== Supplied material

PR #12583, opened 2021-04-13
add patch to fix hardcoded num_cores in DMCfun extension included with R 4.0.x

### LINKED ISSUE #12569: R's DMCFun might detects number of (available) cores for parallel run incorrectly in PBS
It seems that DMCFun hard codes the number of threads here:
https://github.com/igmmgi/DMCfun/blob/2fa097966150af1c80665f78abd2a122f71ea17f/R/dmcFit.R#L162
it seems that it even thinks that the cores are hyperthreaded (purely speculation, due to the /2)

We should make a patch something like:
```
    chk <- tolower(Sys.getenv("_R_CHECK_LIMIT_CORES_", ""))
    if (nzchar(chk) && (chk == "true")) {
      num_cores <- 2L
    } else {
      num_cores <- as.numeric(Sys.getenv("PBS_NP", parallel::detectCores() / 2))
    }
```

hajgato:
fixes #12569
This only solves PBS cases so other queue systems might need different solution(s)

### DIFF
--- a/easybuild/easyconfigs/r/R/DMCfun-1.3.0_fix-parallel-detect.patch
+++ b/easybuild/easyconfigs/r/R/DMCfun-1.3.0_fix-parallel-detect.patch
@@ -10,7 +10,7 @@ diff -ru DMCfun.orig/MD5 DMCfun/MD5
  034299149a3219bf581d440b19d94fbb *R/RcppExports.R
  4e07b13ccaf91457dfc167540129c61f *R/dmcData.R
 -0bce9adf54182001c9eadbca3c6af0f8 *R/dmcFit.R
-+1f8c6ded3317c4efee6cdd8538907acc *R/dmcFit.R
++8f8759267c76167e07ac0f015edfbd45 *R/dmcFit.R
  655fea3d9c03b02d6f2539ec478ab9b0 *R/dmcSim.R
  f301185baf6007e9ade686f9964ecf23 *R/methods.R
  1b5964cab6608330647f601921f15a5c *R/plot.R
@@ -22,7 +22,7 @@ diff -ru DMCfun.orig/R/dmcFit.R DMCfun/R/dmcFit.R
        num_cores <- 2L
      } else {
 -      num_cores <- parallel::detectCores() / 2
-+      num_cores <- as.numeric(Sys.getenv("PBS_NP", parallel::detectCores() / 2))
++      num_cores <- as.numeric(Sys.getenv("SLURM_NTASKS", Sys.getenv("PBS_NP", parallel::detectCores() / 2))
      }
      
      # Older code (pre June 2020) used doSNOW progress bar 
@@ -31,7 +31,7 @@ diff -ru DMCfun.orig/R/dmcFit.R DMCfun/R/dmcFit.R
      num_cores <- 2L
    } else {
 -    num_cores <- parallel::detectCores() / 2
-+    num_cores <- as.numeric(Sys.getenv("PBS_NP", parallel::detectCores() / 2))
++    num_cores <- as.numeric(Sys.getenv("SLURM_NTASKS", Sys.getenv("PBS_NP", parallel::detectCores() / 2))
    }
    cl <- parallel::makeCluster(num_cores)
    invisible(parallel::clusterExport(cl = cl, varlist=c("dmcSim", "calculateCostValue")))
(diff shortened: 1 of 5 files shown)


verdurin:
I think it would be good to see testing of this on different schedulers before merging.

easybuild/easyconfigs/r/R/DMCfun-1.3.0_fix-parallel-detect.patch
```diff
@@ -0,0 +1,37 @@
...
+ 1b5964cab6608330647f601921f15a5c *R/plot.R
+diff -ru DMCfun.orig/R/dmcFit.R DMCfun/R/dmcFit.R
+--- DMCfun.orig/R/dmcFit.R	2020-12-03 18:53:03.000000000 +0100
++++ DMCfun/R/dmcFit.R	2021-04-13 09:28:47.506520017 +0200
+@@ -159,7 +159,7 @@
+     if (nzchar(chk) && (chk == "true")) {
+       num_cores <- 2L
+     } else {
+-      num_cores <- parallel::detectCores() / 2
++      num_cores <- as.numeric(Sys.getenv("PBS_NP", parallel::detectCores() / 2))
```
akesandgren, line 25: Why not extend this to 
Sys.getenv("PBS_NP", Sys.getenv("SLURM_CPUS_ON_NODE", parallel::detectCores() / 2))

akesandgren: Or possibly the other way around seing that Slurm is more common than PBS these days.

hajgato: I have added `num_cores <- as.numeric(Sys.getenv("SLURM_NTASKS", Sys.getenv("PBS_NP", parallel::detectCores() / 2))`
I think SLURM_NTASKS are closer to the meaning of PBS_NP, which is the number of processors (nodes=x:ppn=y, so PBS_NP=X*Y)

hajgato:
@verdurin I am open for suggestions. I can only reach slurm with pbs compatibility enabled.

easybuild/easyconfigs/r/R/DMCfun-1.3.0_fix-parallel-detect.patch
akesandgren: Ah, so it is MPI aware?

hajgato: no.

akesandgren: Then SLURM_CPUS_ON_NODE is probably more correct.

hajgato: Honestly, I find this hairsplitting, but be it. All in all, if the user incorrectly assumes from an only OpenMP software that it is MPI, then both versions are wrong. You can argue which one is worst, though, but it does not change the fact that both are incorrect. If it is used in a correct way, both versions are just fine. 
Just telling in advance, I will not compare  SLURM_CPUS_ON_NODE  and  SLURM_NTASKS with each other and if they differ, then program will not stop nor write a friendly message that please do not use multiple nodes, because this software is only for one node.

boegel:
@hajgato Patch introduces broken code it seems, `DMCfun` fails to reinstall:

```
Error in parse(outFile) :
  /tmp/boegelbot/R/4.0.3/foss-2020b/DMCfun/DMCfun/R/dmcFit.R:163:5: unexpected '}'
162:       num_cores <- as.numeric(Sys.getenv("SLURM_CPUS_ON_NODE", Sys.getenv("PBS_NUM_PPN", parallel::detectCores() / 2))
163:     }
         ^
ERROR: unable to collate and parse R files for package DMCfun
```

boegel:
EB_ARGS="--skip R-4.0.3-foss-2020b.eb  R-4.0.4-foss-2020b.eb"

boegel:
I've tested the patched installation of `DMCfun` on a Slurm system, and it indeed behaves as expected now: it only starts as many threads as there are cores available in the job :+1:

boegel (approved):
lgtm

boegel:
Going in, thanks @hajgato!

====

▸ **What is being asked**:
For the listing above, find how many lines hold the word "software". Only the number should be written.

▸ **Expected answer**:
2